Real Consumption Declines as Consumer Confidence in the Future Continues to Erode
- Gross domestic product (GDP), adjusted for inflation, decreased at a 1.6 percent seasonally adjusted annualized rate in Q1 2022, a revision of one-tenth lower compared to the second estimate from the Bureau of Economic Analysis (BEA). The downward revision was primarily caused by lower personal consumption expenditures. This was partially offset by an upgrade to private inventory investment.
- Personal income, adjusted for inflation, declined 0.1 percent in May, according to the BEA. Real disposable income was also down 0.1 percent, marking its eighth monthly decline in the past 12 months. Real personal consumption expenditures fell 0.4 percent, its worst month since December 2021, and the past three months’ consumption gains were all revised lower. The saving rate increased two-tenths to 5.4 percent, and April’s figure was revised upward six-tenths to 5.2 percent. The PCE price index increased 0.6 percent over the month (up 6.3 percent on an annual basis), while core PCE increased at a slower 0.3 percent in May and 4.7 percent over the year.
- Durable goods orders increased 0.7 percent in May, according to the Census Bureau. Orders for motor vehicles and parts increased 0.5 percent and were upwardly revised from a decline of 0.2 percent to a 0.1 percent increase in April. Core capital goods orders (nondefense excluding aircraft) rose 0.5 percent and shipments of core capital goods, a good proxy for business fixed investment, rose 0.8 percent for the second consecutive month and fifteenth consecutive month of increase. Unfilled orders of durable goods were up 0.3 percent, the smallest gain since January 2021, while inventories increased 0.6 percent.
- The Conference Board Consumer Confidence Index declined 4.5 points to 98.7 in June, its lowest level since February 2021. Consumer expectations plummeted 7.3 points to 66.4, the lowest level since January 2013, while confidence in the present situation was more stable, declining only 0.3 points to 147.1.
- The National Association of REALTORS® Pending Home Sales Index which records contract signings of existing homes and typically leads closings by one to two months, increased 0.7 percent in May, ending a six-month streak of declines. Still, the index is down 13.6 percent on an annual basis.
- The FHFA Purchase-Only House Price Index increased 18.8 percent from a year ago in April, a deceleration of three-tenths from March.
Price increases again outpaced wage gains in May, but we expect the largest impact to our forecast will be the downward revisions to real consumption over the past three months and the outright decline in May. After months of extremely negative consumer surveys failing to align with actual consumer behavior, it appears now that waning consumer confidence is finally impacting consumption. We now expect Q2 consumption expenditures will be significantly lower than our June forecast of a 4.2 percent annualized rate. We do not think it’s likely the economy is currently in a recession, due in part to a robust labor market and strong industrial production numbers.

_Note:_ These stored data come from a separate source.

PR #457, opened 2023-11-09
ENH: Clean Plots and Prints Subpackages init files

MateusStano:
## Pull request type

## Checklist

## Current behavior

Because of some circular imports errors, the `__init__.py` file of the `plots` subpackage was changed to be empty. This is not an issue because the plots classes are only meant to be imported in other files of the library. However, the `CompareFlights` class is in this subpackage, and it is meant to be easily imported.

## New behavior

The `prints` subpackage `__init.py__`  file is also empty and the imports for the Compare classes have been added

## Breaking change

- [ ] Yes
- [x] No

## Additional information

Just to make things clear. Currently, in `master` we can do:

```
from rocketpy.plots import _EnvironmentPlots
```

or

```
from rocketpy.plots.environment_plots import _EnvironmentPlots
```

and for compare we had to do

```
from rocketpy.plots.compare import CompareFlights
```

With the changes of this PR, we can do only

```
from rocketpy.plots.environment_plots import _EnvironmentPlots
```

and for compare we now can do

```
from rocketpy import CompareFlights
```

or 

```
from rocketpy.plots import CompareFlights
```


rocketpy/__init__.py
```diff
@@ -35,3 +35,4 @@
     TrapezoidalFins,
 )
 from .simulation import Flight
+from .plots.compare import Compare, CompareFlights
```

Capital goods orders and shipments surprised to the upside, especially given recent survey and manufacturing data pointing to a relatively sharp slowdown. At first look, the data appear to be consistent with higher Q2 business fixed investment than our current forecast, but we are unlikely to revise our forecast based on this report due to some important caveats. First, producer prices continued to rise in recent months, so real orders grew at a slower rate. Second, recent export data has shown strength in capital goods equipment, suggesting a portion of these orders will not be counted toward equipment investment (though they will support net exports), and finally, other indicators for business investment have weakened recently.
In housing, May pending home sales were above our expectations and are consistent with a modestly higher June existing sales number than our Q2 forecast currently implies. However, this figure is somewhat at odds with other near-term indicators showing lower buyer demand and increasing inventories of homes for sale. On balance, we may modestly upgrade our near-term existing home sales forecast based on this data, but we still believe existing sales will continue to decline through the rest of the year as higher mortgage rates continue to weigh on affordability.
Economic and Strategic Research Group
June 30, 2022
Opinions, analyses, estimates, forecasts, and other views of Fannie Mae's Economic and Strategic Research (ESR) Group included in these materials should not be construed as indicating Fannie Mae's business prospects or expected results, are based on a number of assumptions, and are subject to change without notice. How this information affects Fannie Mae will depend on many factors. Although the ESR group bases its opinions, analyses, estimates, forecasts, and other views on information it considers reliable, it does not guarantee that the information provided in these materials is accurate, current, or suitable for any particular purpose. Changes in the assumptions or the information underlying these views could produce materially different results. The analyses, opinions, estimates, forecasts, and other views published by the ESR group represent the views of that group as of the date indicated and do not necessarily represent the views of Fannie Mae or its management.